Task objective: Copy every line of the records that includes the word "unresolvable".

(Stored data entries)

Issue #1216, opened 2023-08-02
bug: Attempted to transform a range across two different files


lynchbomb:
Current hypothesis is an issue with the @typedef. Task within this ticket is implement the following as a test case in Rehearsal. Thank you @mikrostew for posting:

```
$ rehearsal fix packages/addons/audience-analytics/addon
info:    @rehearsal/fix 1.1.0
✔ Initialize
✔ Analyzing project dependency graph
✖ Attempted to transform a range across two different files 
```

```
// packages/addons/audience-analytics/addon/components/audience-demographics.hbs

{{yield (hash foo="bar")}}
```
``` 
// packages/addons/audience-analytics/addon/components/audience-demographics.ts

import Component from '@glimmer/component';

export default class AudienceDemographics extends Component {
  /**
   * List of items to be rendered in the bar chart
   * @typedef {{ count: number }} HeadCount
   * @returns {HeadCount}
   */
  get something() {
    return {
      count: this.args.someNumber,
    };
  }
}
```

egorio:
Created a ticket with [a related issue](https://github.com/rehearsal-js/rehearsal-js/pull/1226#issuecomment-1668703059) in TypeScript - https://github.com/microsoft/TypeScript/issues/55308

egorio:
It seems the issue "Attempted to transform a range across two different files" is happening when diagnostic.fix plugin is breaking the file syntax and then getDiagnostics() is trying to read that broken content with greek symbols (both should happen under glint service control). 

I feel that the test case above not the only way to get that error. 

Could be wrong.

PR #1226, opened 2023-08-07
test: smoke-test usecase with typedef

lynchbomb:
Ref: https://github.com/rehearsal-js/rehearsal-js/issues/1216

### DIFF
--- a/packages/smoke-test/test/commands/__snapshots__/fix.test.ts.snap
+++ b/packages/smoke-test/test/commands/__snapshots__/fix.test.ts.snap
@@ -500,45 +500,8 @@ exports[`fix command > ember_js_app_4.11 --mode=single-pass 1`] = `
 [DATA] processing file: /app/app.ts
 [DATA] processing file: /app/router.ts
 [DATA] processing file: /app/adapters/application.ts
-[DATA] processing file: /app/components/hello-world.gts
-[DATA] processing file: /app/components/jumbo.hbs
-[DATA] processing file: /app/components/map.hbs
-[DATA] processing file: /app/components/map.ts
-[DATA] processing file: /app/components/nav-bar.hbs
-[DATA] processing file: /app/components/rental.hbs
-[DATA] processing file: /app/components/rentals.hbs
-[DATA] processing file: /app/components/rentals.ts
-[DATA] processing file: /app/components/share-button.hbs
-[DATA] processing file: /app/components/share-button.ts
-[DATA] processing file: /app/models/rental.ts
-[DATA] processing file: /app/routes/index.ts
-[DATA] processing file: /app/routes/rental.ts
-[DATA] processing file: /app/serializers/application.ts
-[DATA] processing file: /app/services/locale.ts
-[DATA] processing file: /app/templates/about.hbs
-[DATA] processing file: /app/templates/application.hbs
-[DATA] processing file: /app/templates/contact.hbs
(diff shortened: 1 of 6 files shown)


wondersloth:
@lynchbomb it's understood this PR is in-progress, just wanted to bring it to your attention.

@egorio mentioned that this PR updated snapshots and is dropping files after the newly added typedef test case.

I pulled down the branch and ran the tests, its was passing, but it seems like we need some assertions for CLI output.

I added something like the following:

```
diff --git a/packages/smoke-test/test/commands/fix.test.ts b/packages/smoke-test/test/commands/fix.test.ts
index e3995233..de660956 100644
--- a/packages/smoke-test/test/commands/fix.test.ts
+++ b/packages/smoke-test/test/commands/fix.test.ts
@@ -69,7 +69,9 @@ describe('fix command', () => {
       }
     );
 
-    expect(cleanOutput(result.stdout, project.baseDir)).toMatchSnapshot();
+    const output = cleanOutput(result.stdout, project.baseDir);
+    expect(output).contains('/app/components/jumbo.hbs');
+    expect(output).toMatchSnapshot();
     expectFile(join(projectRoot, 'app/components/map.hbs')).toMatchSnapshot();
     expectFile(join(projectRoot, 'app/components/map.ts')).toMatchSnapshot();
     expectFile(join(projectRoot, 'app/components/share-button.ts')).toMatchSnapshot();
```

This start to show the test failing.

egorio:
@lynchbomb 

There is a problem with @typedef codefix, I think.

Typescript's typedef's codefix doesn't care about where where the @typedef comment is.
In the example, the @typedef is a part of a method's comment.

```
export default class AudienceDemographics extends Component {
  /**
   * List of items to be rendered in the bar chart
   * @typedef {{ count: number }} HeadCount
   * @returns {HeadCount}
   */
  get something() {
    return {
      count: this.args.someNumber,
    };
  }
}
```

If you would run codefix in IDE (you can test it [there](https://www.typescriptlang.org/play?ssl=10&ssc=2&pln=1&pc=1#code/KYDwDg9gTgLgBAE2AMwIYFcA28DGnUDOBcAguggJbAB2OwAIsALYQDmUqYAFhTsQN4AoOHAD0AKnHCR4uABkKBeBGRwKMZsRgQ4AI2BwoNJEYRrqcGFwO7UUODi52Y0uLIACMAJ5hgSVfz8DhDo1DAAXHDU6Ez69gC+8XAAEsCoCADCIWGuHkYw6FDUAqnpWaEw8bmi0qzA8AQQTPU81KwAFACUcEIihvWFFtGYmADc0lXxQA)), it will just brakes file's syntax because it will adds type in the middle of class:

```
export default class AudienceDemographics extends Component {
  type HeadCount = { count: number; };
  get something(): HeadCount {
    return {
      count: this.args.someNumber,
    };
  }
}
```

Seems we need to improve [@typedef codefix] (https://github.com/egorio/TypeScript/blob/main/src/services/codefixes/convertTypedefToType.ts) to add type in the scopes where they are appropriate to be - file root or current namespace root.

egorio:
@lynchbomb FIY: It fails on `service.getDiagnostics(fileName);` in `DiagnosticCommentPlugin` running under `GlintService` on `.ts` file with "greek" symbols (𝚪, χ).

Not sure where those greek symbols came from in this case, but feel this is somehow related to a broken syntax because of comment above.

egorio:
This case is fixed

PR #1230, opened 2023-08-08
fix: @typedef converted to type in a wrong place

egorio:
Fixes https://github.com/rehearsal-js/rehearsal-js/issues/1229


packages/codefixes/src/typescript-codefix-collection.ts
```diff
@@ -191,9 +192,26 @@ export class TypescriptCodeFixCollection implements CodeFixCollection {
     return undefined;
   }
 
+  protected makeCodeFixSafe(fix: CodeFixAction, diagnostic: DiagnosticWithContext): CodeFixAction {
+    // Filter type from @typedefs if they are generated outside the root of the source file
+    if (fix.description.startsWith('Convert typedef')) {
```
egorio, line 197: startWith works for both `glint` and `rehearsal` services

packages/codefixes/test/ts-codefixes.test.ts
```diff
@@ -175,6 +175,11 @@ describe('ts-codefixes', () => {
       'convertTypedefToType/failing/fail-2.ts',
       'convertTypedefToType/passing/pass-2.ts'
     );
+
+    await runTest(
+      'convertTypedefToType/failing/fail-3.ts',
+      'convertTypedefToType/passing/pass-3.ts'
```
wondersloth, line 181: How do these tests differ?

packages/smoke-test/test/commands/__snapshots__/fix.test.ts.snap
```diff
@@ -723,6 +725,27 @@ export default class HelloWorld extends Component<HelloWorldCommentSignature> {
...
+"import Component from '@glimmer/component';
+
+export default class AudienceDemographics extends Component {
+  /**
+   * List of items to be rendered in the bar chart
+   * @typedef {{ count: number }} HeadCount
+   * @returns {HeadCount}
+   */
+  // @ts-expect-error @rehearsal TODO TS2304: Cannot find name 'HeadCount'.
+  get something(): HeadCount {
```
wondersloth, line 740: Is this the expected result? We should not create the interface because it won't be created safely?

packages/ts-utils/src/helpers/typescript-ast.ts
```diff
@@ -46,15 +46,23 @@ export function isTheFirstParentNodeInTheLIne(node: Node): boolean {
...
+  includeJSDocNodes = false
 ): Node | undefined {
   const visitor = (node: Node): Node | undefined => {
     if (isNodeAtPosition(node, start, length)) {
       return node;
     }
 
-    if (node.getStart() <= start && node.getEnd() >= start + length) {
-      return ts.forEachChild(node, visitor);
+    if (includeJSDocNodes) {
```
wondersloth, line 57: Isn't the JSDocNodes dependent on how the file is parsed?

packages/codefixes/test/ts-codefixes.test.ts
egorio: The `fail-3.ts` is incoming file, the `pass-3.ts` is output ("snapshot"). We don't expect any changes in cases like this, this is why they are the same.

packages/smoke-test/test/commands/__snapshots__/fix.test.ts.snap
egorio: For now we decided do not create type if it's not it the right place (if created type not in the SourceFile) to unblock migration. The next idea is to, probably, modify codefix result to put type in the root / namespace / function body.

+ https://github.com/microsoft/TypeScript/issues/55308

packages/ts-utils/src/helpers/typescript-ast.ts
egorio: Unfortunately no, they are always not a part of a normal AST tree (node.+children) but instead part of `node.JSDocs`.

packages/codefixes/src/typescript-codefix-collection.ts
```diff
@@ -202,6 +220,10 @@ export class TypescriptCodeFixCollection implements CodeFixCollection {
         continue;
       }
 
+      if (filter.safeFixes) {
+        fix = this.makeCodeFixSafe(fix, diagnostic);
```
mikesherov, line 224: would it better for this function to return a boolean, and `continue` on `false`, rather than modifying the `changes` property and doing a check for empty changes?

egorio: It's more flexible to modify changes (we do same in makeCodeFixStrict).

In the next step it expected to return modified changes with 2 items: remove comment + add type somewhere in the file.

Plus codefixe can have few changes and only one can be modified / removed in case we will be using this function for something else in future.

mikesherov: in that case, should the 

```
// Covers cases with broken type signatures, like: `() =>`
        const brokenTypeSignatures = /\(\) =>\s*$/i;
        if (brokenTypeSignatures.test(textChanges.newText)) {
          continue;
 }
```

code from strict move here?

egorio: Type signature provided by codefix isn't broken `type HeadCount = { count: number; };`

But, file became broken after it's added to the file (codefix applied) at the wrong place.

egorio: Also, we do check for broken signatures / unresolvable types in `makeCodeStrict`

egorio: Also, we do check for broken signatures / unresolvable types in `annotateWithStrictTypeFromJSDoc` since JSDocs are the source of broken types :)

lynchbomb (approved):

PR #11, opened 2018-05-29
Proteomes

4ndr01d3:


src/components/Entry/DomainArchitectures/index.js
```diff
@@ -167,37 +175,39 @@ class DomainArchitectures extends PureComponent {
...
+                      }}
+                    >
+                      {' '}
+                      {d}{' '}
+                    </Link>{' '}
+                    -{' '}
                   </span>
                 ))}
-                <IDAProtVista matches={idaObj.domains} length={idaObj.length} />
+                <IDAProtVista matches={idaObj.domains} length={1000} />
```
aurel-l: Why was that changed to a fixed value, is that temporary?

4ndr01d3: Yes, it is now constant because the domains don't have length, so everything is now calculated on an hypothetical length of 1000, however I should've  use the previously defined constant length. (line 61)

aurel-l: Ah, OK, makes sense. Do you want to do the change to use a common const value?

4ndr01d3: Done!

PR #63, opened 2019-02-06
Structure ngl

CodeGit:


gustavo-salazar:
I have added the requested changes. I guessed @CodeGit is going to be too busy! 😄

PR #101, opened 2019-07-03
Taking dev to the Future

gustavo-salazar:


src/components/Description/index.js
```diff
@@ -16,165 +16,191 @@ import fonts from 'EBI-Icon-fonts/fonts.css';
 
 const f = foundationPartial(ebiStyles, styles, theme, fonts);
 
-export const ParagraphWithCites = ({
```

Exercise answer:
egorio: Also, we do check for broken signatures / unresolvable types in `makeCodeStrict`
egorio: Also, we do check for broken signatures / unresolvable types in `annotateWithStrictTypeFromJSDoc` since JSDocs are the source of broken types :)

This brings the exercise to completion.